The data below must be copied in full and without any change.

[[ EXERCISE DATA open ]]

PR #151, opened 2017-09-14
Fix guest autocomplete addition

PVince81:
Only add guest entry if there is no matching user share in the list.

Detect if no results exist and adjust the UI accordingly when adding
guest entry.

[[ EXERCISE DATA closed ]]

• **TASK OUTPUT**
PR #151, opened 2017-09-14
Fix guest autocomplete addition

PVince81:
Only add guest entry if there is no matching user share in the list.

Detect if no results exist and adjust the UI accordingly when adding
guest entry.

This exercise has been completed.